Apesar de alguns trabalhos defenderem que nem sempre as mamografias ajudam ao diagnóstico, Paulo Cortes contrapõe que “há questões economicistas” por detrás destas recomendações. “A mamografia e a ecografia mamária ainda são os métodos de eleição para um diagnóstico precoce.” Mas sublinha que o exame, regra geral, só precisa de ser feito depois dos 40 anos e com uma periodicidade que deve ser avaliada caso a caso.
Quanto ao facto de as mulheres associarem o cancro da mama a factores hereditários, o médico alerta que quase nunca é assim: “A predisposição genética não ultrapassa os 10% a 15% dos casos. A esmagadora maioria dos casos não são de origem hereditária e têm que ver com outros factores, como a parte da alimentação e do sedentarismo.”
Uma parte do estudo fez perguntas mais concretas sobre os tratamentos. Os institutos portugueses de oncologia (IPO) surgem à cabeça como o local de eleição, seguidos pelos hospitais públicos em geral. Após um diagnóstico, as mulheres antevêem que o caminho em termos de tratamentos passe pela quimioterapia e a radioterapia, desconhecendo alguns dos fármacos inovadores que existem na área.
Paulo Cortes diz que é natural este desconhecimento, já que só após um diagnóstico concreto as pessoas procuram informação. “Os tratamentos clássicos ainda são os mais comuns, mas estamos cada vez mais a individualizar o tratamento”, assegura.
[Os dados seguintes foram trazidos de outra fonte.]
PR #532, opened 2019-10-28
look log to detect ffmpeg error

summeroff:
Filter log messages to detect lines from a ffmpeg outdated drivers error. 
Enable filtering only for time when output started. 

Need this https://github.com/stream-labs/obs-studio/pull/157 to detect error.

### DIFF
--- a/obs-studio-server/source/nodeobs_api.cpp
+++ b/obs-studio-server/source/nodeobs_api.cpp
@@ -267,6 +267,65 @@ static void DeleteOldestFile(const char* location, unsigned maxLogs)
 #include <unistd.h>
 #endif
 
+outdated_driver_error * outdated_driver_error::inst = nullptr;
+
+outdated_driver_error * outdated_driver_error::instance()
+{
+	if(inst == nullptr)
+	{
+		inst = new outdated_driver_error();
+	}
+	return inst;
+}
+
+void outdated_driver_error::set_active( bool state) 
+{
+	if (state) {
+		if (!lookup_enabled)
+		{
+			line_1 = "";
+			line_2 = "";
+		}
+		lookup_enabled++;
+	} else {
+		lookup_enabled--;
+	}
+}
+
+std::string outdated_driver_error::get_error(const char* base_error)
+{
+	if (std::string(base_error).find("Function not implemented") == std::string::npos)
+		return "";
+
+	if(line_1.size() && line_2.size())
+		return line_1 + std::string("\n") + line_2;
+	else 
+		return "";
+}
+
+void outdated_driver_error::catch_error(const char* msg)
+{
+	if (!lookup_enabled)
+		return;
+
+	const std::string msg_string = msg;
+
+	if (line_1.size()==0) {
+		const std::string line_1_pattern = "Driver does not support the required nvenc API version";
+		auto pattern_position = msg_string.find(line_1_pattern);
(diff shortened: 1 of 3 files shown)


pdamasceno (approved):

obs-studio-server/source/nodeobs_api.cpp
```diff
@@ -267,6 +267,65 @@ static void DeleteOldestFile(const char* location, unsigned maxLogs)
...
+		}
+		lookup_enabled++;
+	} else {
+		lookup_enabled--;
+	}
+}
+
+std::string outdated_driver_error::get_error(const char* base_error)
+{
+	if (std::string(base_error).find("Function not implemented") == std::string::npos)
```
EddyGharbi: I would add a check here since base_error can be null

obs-studio-server/source/nodeobs_api.h
```diff
@@ -158,3 +158,18 @@ class OBS_API
 	static void SetProcessPriority(const char* priority);
 	static void destroyOBS_API(void);
 };
+
+class outdated_driver_error 
+{
+	static outdated_driver_error * inst;
+	std::string line_1 = ""; 
+	std::string line_2 = "";
+	int lookup_enabled = 0;
```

“Hoje em dia, e cada vez mais, nós tratamos do cancro da mama como uma quantidade de doenças que têm comportamentos muito diferentes”, explica o médico, acrescentando que é a análise biológica ao tumor que traça o melhor tratamento. “Tomamos decisões de tratamento quase em tempo real com análises ao sangue. Isto vai ser muito o futuro. Mas isso não quer dizer que o tratamento inovador seja o melhor para todas”, sintetiza.
O oncologista Paulo Cortes considera que o rastreio é fundamental para garantir que o diagnóstico dos novos casos de cancro da mama é precoce. Mas diz que questões burocráticas têm travado estas acções, tanto na zona de Lisboa como na de Setúbal. Há um ano, a Liga Portuguesa contra o Cancro fez chegar à Assembleia da República uma petição com 25.000 assinaturas, que pretendia precisamente alertar para as desigualdades no acesso ao rastreio, diagnóstico e tratamento do cancro da mama. Nas contas da Liga, na região centro todas as mulheres estavam rastreadas, no Norte a cobertura era superior a 80% e o grande problema mantinha-se a sul, com metade das mulheres de fora.